Somewhere between my first and second crab leg, American Airlines alerted me that my flight home was cancelled yet again, and that there were no flights into New York until the following morning. Naturally, one of my dining companions suggested we head back into the city and eat at a proper Midwestern Hooters for comparison.
It was like every other Hooters, complete with wilting salads dosed in unidentifiable dressings, fare best described as “flaccid” or “milky.” The atmosphere, however, was lively, and there were children present (unlike the so-called “family-friendly” Hoots). Our waitress, Samantha, was hospitable, and made sure to offer another round when our beers were only half drunk. The food was cold (don’t get the nachos) but there was a much wider selection at Hooters than Hoots, so, to each their own.
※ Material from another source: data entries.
Issue #319, opened 2019-06-25
Add Support for Async Actions


thenbrent:
In a similar vein to #131, Action Scheduler needs a new async action type. That means a new API for adding async actions to the queue and a new async queue runner for processing them.

These action types can be used to speed up processing of time sensitive tasks (vs. background tasks, like recurring payments) and provide a 3rd alternative for queue processing in addition to WP Cron and WP CLI.

### The Need for Async Actions

The `WC_Action_Queue` class and `WC_Queue_Interface` were both deliberately created with an `add()` method that is designed to:

> Enqueue an action to run one time, as soon as possible

Note that any mention of "scheduling" in that description is replaced with "as soon as possible". That's is the "schedule" for async actions - as close to now as possible.

While Action Scheduler is used by the `WC_Action_Queue::add()` method like this: `as_schedule_single_action( time(), $hook, $args, $group )`, that just means by default, the action will run as soon as a WP Cron request claims a queue, and processes any existing scheduled actions before it.

What should happen is that soon after the action is added, Action Scheduler should initiate a queue to process it. This can be done via a new async request runner.

### Async Runner

The new runner should be triggered via something other than WP Cron, like using the `'shutdown'` hook on admin requests. Researching how Jetpack and other plugins implement async processing outside of WP Cron within a WordPress site will likely save us time running into gotchas here.

We may also wish to include async request chaining in this runner, as discussed in #131. By that I mean initiate a new request to start processing a new batch of async actions once the batch in this request is completed if there are still other async actions to process.

This differs substantially to the process used by the default WP Cron runner, which is to  simply process as many batches as possible within a given time limit during this request, then wait for another WP Cron request before starting another batch.

Other than that, the runner should be able to look very similar to the WP Cron runner, and use many of its existing methods (i.e. `ActionScheduler_AsyncQueueRunner` can probably extend `ActionScheduler_QueueRunner`).

### API Function

To support adding async actions for the new runner, we should also add a new function named something like `as_add_async_action()`. Unlike other API methods, this function will not require a `$timestamp`. Like other functions, it will require a `$hook` and optionally accept `$args` and `$group` for the async action.

### Implementing an Async Flag

In order for the async runner to be able to process only async actions, there needs to be some flag set on these actions that can be used to identify them. This will make it possible for runners to either only process only async actions, required in the case of the Async Runner, or to at least prioritise processing async actions, which may be done via WP CLI runner.

[...]

PR #322, opened 2019-07-03
Add as_enqueue_async_action() and async action APIs

thenbrent:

Clearly, Hooters is built for customers to spend a healthy amount of time and money in.
Despite it’s crappy legacy, it’s easy to make an argument for why Hooters exists. Judging by the men I saw in Hooters, baby boomers fucking love the place, especially the version that involves short-shorts and “suntan” pantyhose straight out of 1983. I can’t say I share in their enthusiasm. I tried to find some redeeming qualities to the place beyond adolescent nostalgia and settled on this: Samantha was a great server, and Hooters’ has $5 beer specials, which is a mighty fine deal. If millennials are killing breastaurants, surely they must appreciate the affordability of its booze? Who doesn’t love a drink served in neon orange cup, not unlike the color of toxic waste?
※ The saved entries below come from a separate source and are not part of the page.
Issue #131, opened 2018-04-16
Add async request chaining to default runner (or a new runner)


thenbrent:
The default Action Scheduler queue runner currently works by scheduling a hook with _WP-Cron_, then processing a batch of X actions when that hook is triggered. This works well for small queues, but not large queues because the lag between WP Cron requests can slow down the batch processing.

This is especially problematic when:

1. running on a host with a short timeout limit, e.g. #108, meaning only small batches can be run at a time; or
1. another plugin or plugins on the site are also using WP Cron which is clogging WP Cron's queue, meaning for example, even if WP Cron is initiated every minute, Action Scheduler may only have its hook called once every 5 minutes

### WP CLI

To workaround these issues, we have a [WP CLI queue runner](https://github.com/Prospress/action-scheduler#wp-cli) which allows the use of WP CLI to avoid any lag between processing batches. This works really well, but also requires WP CLI (and ideally, WP CLI to be scheduled).

### Async Request Chaining

A good workaround that can work on many hosts is to use [async requests to process jobs](https://github.com/techcrunch/wp-async-task).

The basic idea here is to make a request back to the server/site to initiate processing on a new batch once an existing batch has processed or reaches a certain time limit (and been terminated).

### State of Async Request Chaining with WordPress

The trouble with this, and the reason Action Scheduler doesn't do it yet, is because it's difficult to achieve the type of reliability we require to process payments across varied infrastructure.

There are many [background](https://github.com/A5hleyRich/wp-background-processing) [processing](https://github.com/skyverge/wc-plugin-framework/blob/5.1.2/woocommerce/utilities/class-sv-wp-background-job-handler.php) libraries, including one in [WooCommerce core](https://github.com/woocommerce/woocommerce/blob/3.3.5/includes/abstracts/class-wc-background-process.php).

AFAIK, they all have [open issues](https://github.com/skyverge/wc-plugin-framework/issues/195), and despite often those issues being shared between them, the fixes that are developed are not being pushed back to other libraries (or in some cases where they are submitted, they are ignored by the maintainer/s), meaning there is no canonical, flawless way to run background jobs yet.

### Action Scheduler and Async Request Chaining

The above issues don't mean we can't introduce async requests as part of Action Scheduler, but it does mean we can't rely on them (and perhaps even, we shouldn't default to use them).

[...]

PR #323, opened 2019-07-03
Add async queue processing

thenbrent:
This is part two of #319 - the async queue processing. Part one - async action APIs - can be found in #322.

This PR extends the default `ActionScheduler_QueueRunner` class to include async processing. Queues are now run in asynchronous requests, as well as WP Cron requests.

These requests are initiated via the 'shutdown' hook on admin requests when Action Scheduler is not already processing the maximum number of allowed queues. The `'shutdown'` hook is the same approach taken by Jetpack and [Async Task](https://github.com/techcrunch/wp-async-task).

This removes Action Scheduler's dependence on WP Cron. While `ActionScheduler_QueueRunner` still uses WP Cron to process queues, queues will also now be processed anytime an admin request is made and there are pending actions.

Beyond removing the dependency on WP Cron, this has another major advantage - speed.

The approach taken here includes async request chaining (as initially discussed in #131). Whenever one async request processes a batch of actions to the allowed limits (the 20 second time limit is normally the limit that would be hit), a new async request to start processing a new batch of actions will be initiated if there are still other async actions to process.

This reduces the lag between processing each batch, and combined with queue concurrency, it substantially increases throughput when more than one queue is being processed by async requests (especially given the fact that each async request is also an admin request, so it will also initiate a 2nd async request on `'shutdown'` in addition to the async request created to chain processing for the original request).

Importantly, this differs substantially to the process currently used with WP Cron, which is to simply process as many actions/batches as possible within a given time limit during that single request, then wait for another WP Cron request before starting another batch.

#### Keeping WP Cron

I've kept the WP Cron processing, because it's a helpful fallback for when loopback requests are not supported by the site/server.

#### Running Queues via the `'action_scheduler_run_queue'` Action

Importantly, queues are run in the async request by triggering the ` 'action_scheduler_run_queue'` hook, rather than calling `ActionScheduler::runner()->run()` directly.

This maintains compatibility with the WP Cron runner, and helps ensure existing code will apply to this new method for processing queues, like this plugin: https://github.com/Prospress/action-scheduler-disable-default-runner

#### Reduced Default Queue Concurrency

Importantly, given the increased likelihood of concurrent queues now occurring on all sites (instead of just sites tweaking things with Action Scheduler), there is a need to be more conservative with the default concurrency allowed by Action Scheduler.

SHA: f493e7d9914b5ad7e66d5 takes care of this, by reducing the default concurrency to two queues, from five. This prevents consuming too many resources by default. The concurrency can still be [increased](https://actionscheduler.org/perf/#increasing-concurrent-batches) when possible, if needed. I expect the chained async requests will increase throughput enough that concurrency increases will be required less now.

#### Disabling Async Queues with `'action_scheduler_allow_async_runner'`

As mentioned [here](https://github.com/Prospress/action-scheduler/issues/131#issuecomment-391227809), chained async requests without a kill-switch can be a dangerous thing.

To mitigate this, I've included a new `'action_scheduler_allow_async_runner'` filter. This can be used to both:

1. prevent any actions being run via async requests
1. terminate an async request chain part way through

- [ ] this new filter will need to be added to [the docs](https://actionscheduler.org/).

#### Initialising the `ActionScheduler_AsyncRequest_QueueRunner`

I'm injecting the `ActionScheduler_AsyncRequest_QueueRunner` class into the `ActionScheduler_QueueRunner`. That's to match the approach taken for other dependencies by `ActionScheduler_QueueRunner`; however, I don't see much need to swap it.

#### `WP_Async_Request`

I've used the `WP_Async_Request` library used by [WP Background Processing](https://github.com/deliciousbrains/wp-background-processing) for handling the request. This wasn't really necessary, as its mostly just a wrapper around `wp_remote_post()`, but I figured using it was better than starting from scratch.

## Testing

A fun way to test this is with the following snippet and visiting a page on your site with the URL param `?as_add_async_actions=true`. It will require the patch in #322 to get the `as_enqueue_async_action()` method.

```php
function as_test_schedule_async_action() {

	if ( ! isset( $_GET['as_add_async_actions'] ) ) {
		return;
	}

	for( $i = 1; $i < 300; $i++ ) {
		as_enqueue_async_action( 'test_async_action', array( 'timestamp' => time(), 'i' => $i ), 'async' );
	}
}
add_action( 'shutdown', 'as_test_schedule_async_action' );

function as_test_schedule_async_action_sleep() {
	sleep( 1 );
}
add_action( 'test_async_action', 'as_test_schedule_async_action_sleep' );
```

This will add hundreds of actions, and process them at a sustained rate of 120 / minute, as each action takes 1 second to process, and two concurrent queues will be processing them. With WP Cron only, the maximum throughput would be 20 / minute.

### DIFF
--- a/classes/ActionScheduler_AsyncRequest_QueueRunner.php
+++ b/classes/ActionScheduler_AsyncRequest_QueueRunner.php
@@ -58,18 +58,11 @@ class ActionScheduler_AsyncRequest_QueueRunner extends WP_Async_Request {
 	 * dispatch an async request to process them.
 	 */
 	public function maybe_dispatch() {
-		if ( ! $this->allow() ) {
+		if ( ! $this->allow() || ! $this->store->has_pending_actions_due() ) {
 			return;
 		}
 
-		$pending_actions = $this->store->query_actions( array(
-			'date'   => as_get_datetime_object(),
-			'status' => ActionScheduler_Store::STATUS_PENDING,
-		) );
-
-		if ( $pending_actions ) {
-			$this->dispatch();
-		}
+		$this->dispatch();
 	}
 
 	/**
--- a/classes/ActionScheduler_AsyncRequest_QueueRunner.php
+++ b/classes/ActionScheduler_AsyncRequest_QueueRunner.php
@@ -54,9 +54,14 @@ class ActionScheduler_AsyncRequest_QueueRunner extends WP_Async_Request {
 	}
 
 	/**
-	 * If there are pending actions, dispatch an async request to process them.
+	 * If the async request runner is allowed, and there are pending actions,
+	 * dispatch an async request to process them.
 	 */
 	public function maybe_dispatch() {
+		if ( ! $this->allow() ) {
+			return;
+		}
+
 		$pending_actions = $this->store->query_actions( array(
 			'date'   => as_get_datetime_object(),
 			'status' => ActionScheduler_Store::STATUS_PENDING,
@@ -65,5 +70,12 @@ class ActionScheduler_AsyncRequest_QueueRunner extends WP_Async_Request {
 		if ( $pending_actions ) {
 			$this->dispatch();
 		}
+	}
+
+	/**
+	 * Allow 3rd party code to disable running actions via async requets.
+	 */
+	protected function allow() {
+		return apply_filters( 'action_scheduler_allow_async_request_runner', true );
 	}
 }
--- a/classes/ActionScheduler_AsyncRequest_QueueRunner.php
+++ b/classes/ActionScheduler_AsyncRequest_QueueRunner.php
@@ -1,0 +1,69 @@
+<?php
+/**
+ * ActionScheduler_AsyncRequest_QueueRunner
+ */
+
+defined( 'ABSPATH' ) || exit;
+
+/**
+ * ActionScheduler_AsyncRequest_QueueRunner class.
+ */
+class ActionScheduler_AsyncRequest_QueueRunner extends WP_Async_Request {
+
+	/**
+	 * Data store for querying actions
+	 *
+	 * @var ActionScheduler_Store
+	 * @access protected
+	 */
+	protected $store;
+
+	/**
+	 * Prefix for ajax hooks
+	 *
+	 * @var string
+	 * @access protected
+	 */
+	protected $prefix = 'as';
+
+	/**
+	 * Action for ajax hooks
+	 *
+	 * @var string
+	 * @access protected
+	 */
+	protected $action = 'async_request_queue_runner';
+
+	/**
+	 * Initiate new async request
+	 */
+	public function __construct( ActionScheduler_Store $store ) {
+		parent::__construct();
+		$this->store = $store;
+	}
+
+	/**
+	 * Handle async requests
+	 *
+	 * Run a queue, and maybe dispatch another async request to run another queue
+	 * if there are still pending actions after completing a queue in this request.
+	 */
+	protected function handle() {
+		do_action( 'action_scheduler_run_queue' ); // run a queue in the exact same way as WP Cron
+		$this->maybe_dispatch();
+	}
+
+	/**
+	 * If there are pending actions, dispatch an async request to process them.
+	 */
+	public function maybe_dispatch() {
+		$pending_actions = $this->store->query_actions( array(
+			'date'   => as_get_datetime_object(),
+			'status' => ActionScheduler_Store::STATUS_PENDING,
+		) );
+
+		if ( $pending_actions ) {
+			$this->dispatch();
+		}
+	}
+}
--- a/classes/ActionScheduler_OptionLock.php
+++ b/classes/ActionScheduler_OptionLock.php
@@ -1,0 +1,49 @@
+<?php
+
+/**
+ * Provide a way to set simple transient locks to block behaviour
+ * for up-to a given duration.
+ *
+ * Class ActionScheduler_OptionLock
+ * @since 3.0.0
+ */
+class ActionScheduler_OptionLock extends ActionScheduler_Lock {
+
+	/**
+	 * Set a lock using options for a given amount of time (60 seconds by default).
+	 *
+	 * Using an autoloaded option avoids running database queries or other resource intensive tasks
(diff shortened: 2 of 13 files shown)


rrennick:
This PR needs #322 to be merged before being tested.

rrennick:
After merging in #322, my async actions aren't running on dashboard loads. I'm seeing one of these warnings for each dashboard load:

```
[05-Jul-2019 13:37:55 UTC] PHP Notice:  Undefined property: ActionScheduler_AsyncRequest_QueueRunner::$data in wp-content/plugins/action-scheduler/lib/WP_Async_Request.php on line 107
```

thenbrent:
>  I'm seeing one of these warnings for each dashboard load

Good catch. That was a potentially nasty bug. I had modified the `WP_Async_Request` class while checking how much of it was actually needed (and considering creating a more lightweight fork) and mistakenly committed those modifications under `WP_Async_Request`. That would lead to compatibility issues with any 3rd party using that class, like WC core and many others. I've updated the `WP_Async_Request` to be an exact copy of https://github.com/deliciousbrains/wp-background-processing/blob/fbbc56f2480910d7959972ec9ec0819a13c6150a/classes/wp-async-request.php

I've also changed the base branch of this PR to `version_3_0_0` and cherry-picked the commits to be on top of that branch, instead of `master` for a clean merge.

thenbrent:
I've also just added

* SHA: 2eb84ff54a049 to improve the location of the `'action_scheduler_allow_async_request_runner'` filter; and
* SHA: ee788f5df62 to avoid introducing an issue like https://github.com/woocommerce/woocommerce-admin/issues/2591

rrennick:
@thenbrent This worked great for me in testing. The one thing I noted was that if you load the Scheduled Actions admin screen it includes the pending actions that will be processed when the page load completes. Could we add a notice to the top of that screen indicating that some actions may be run asynchronously?

thenbrent:
Good idea @rrennick. I've added that with SHA: ec1ec246b1072. The locking code required quite a bit of refactoring to be able to provide effective notices.

Here is an example of the notice now displayed when there are pending actions due to be processed and:

* the lock is not set, so a new async runner will be triggered on `'shutdown'`: https://cld.wthms.co/uKKCgS
* the async queue runner lock is set: https://cld.wthms.co/olUH8t

This system isn't perfect, because the `in-progress` view will only show actions with that status at the time of the page load (and it's possible AS will be between actions during that time), but it's still a nice improvement.

classes/ActionScheduler_OptionLock.php
```diff
@@ -0,0 +1,49 @@
...
+	 * For example, ActionScheduler_QueueRunner->maybe_dispatch_async_request() uses a lock to avoid
+	 * calling ActionScheduler_QueueRunner->has_maximum_concurrent_batches() every time the 'shutdown',
+	 * hook is triggered, because that method calls ActionScheduler_QueueRunner->store->get_claim_count()
+	 * to find the current number of claims in the database.
+	 *
+	 * @param string $lock_type A string to identify different lock types.
+	 * @bool True if lock value has changed, false if not or if set failed.
+	 */
+	public function set( $lock_type ) {
+		return update_option( $this->get_key( $lock_type ), time() + $this->get_duration( $lock_type ), $this->get_duration( $lock_type ) );
```
rrennick:
```suggestion
		return update_option( $this->get_key( $lock_type ), time() + $this->get_duration( $lock_type ) );
```

The third parameter of `update_option` is the `autoload` value.

classes/abstracts/ActionScheduler_Lock.php
```diff
@@ -0,0 +1,60 @@
...
+		return ( $this->get_expiration( $lock_type ) >= time() );
+	}
+
+	/**
+	 * Set a lock.
+	 *
+	 * @param string $lock_type A string to identify different lock types.
+	 * @return bool
+	 */
+	public function set( $lock_type ) {}
```
rrennick: Should this be abstract?

classes/abstracts/ActionScheduler_Lock.php
```diff
@@ -0,0 +1,60 @@
...
+
+	/**
+	 * If a lock is set, return the timestamp it was set to expiry.
+	 *
+	 * @param string $lock_type A string to identify different lock types.
+	 * @return bool|int False if no lock is set, otherwise the timestamp for when the lock is set to expire.
+	 */
+	public function get_expiration( $lock_type ) {}
```
rrennick: Also abstract?

rrennick:
@thenbrent Other than the 3 small things I noted, this works great. I checked running AS Admin and the REST API calls will process the pending actions in the background. I may want to add similar notices to it.

thenbrent:
@rrennick good catch on all 3 counts! I've rebased in fixes. :)

classes/abstracts/ActionScheduler_Lock.php
```diff
@@ -0,0 +1,60 @@
+<?php
+
+/**
+ * Class
```
rrennick:
```suggestion
 * Class
```

Remove trailing space. Should we look at getting a code sniffer set up for this repo?

classes/ActionScheduler_AsyncRequest_QueueRunner.php
```diff
@@ -0,0 +1,74 @@
+<?php
+/**
+ * ActionScheduler_AsyncRequest_QueueRunner
+ */
+
+defined( 'ABSPATH' ) || exit;
```
JPry: There's nothing wrong with including this, but I just wanted to note that as long as this file (or any other file) *only* declares a class with no other secondary logic, it's OK to omit this check.

classes/abstracts/ActionScheduler_Lock.php
thenbrent: > Should we look at getting a code sniffer set up for this repo?

That would be great. The question on that is which set of standards should it follow? It definitely doesn't follow WP standards yet.

thenbrent:
> Feel free to merge once the space is removed.

I rebased in a patch to add the class, and also a brief comment on the purpose of the class. I'll merge once Travis passes. 🚀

When compared to my experience at Chillers over a decade ago, Hooters gave me no pleasures. To be fair, neither did Hoots, once the novelty of eating at “the sexless Hooters” wore off. If wings are really, truly what you’re after, Wingstop is a much cheaper option (and in the case of the Cicero location—is literally across the street.) There’s really no reason to patronize either Hooters restaurant, unless, of course, you’re desperate for crab legs and only have 15 minutes to acquire them. In that case, hit up Hoots. They’ve got you covered.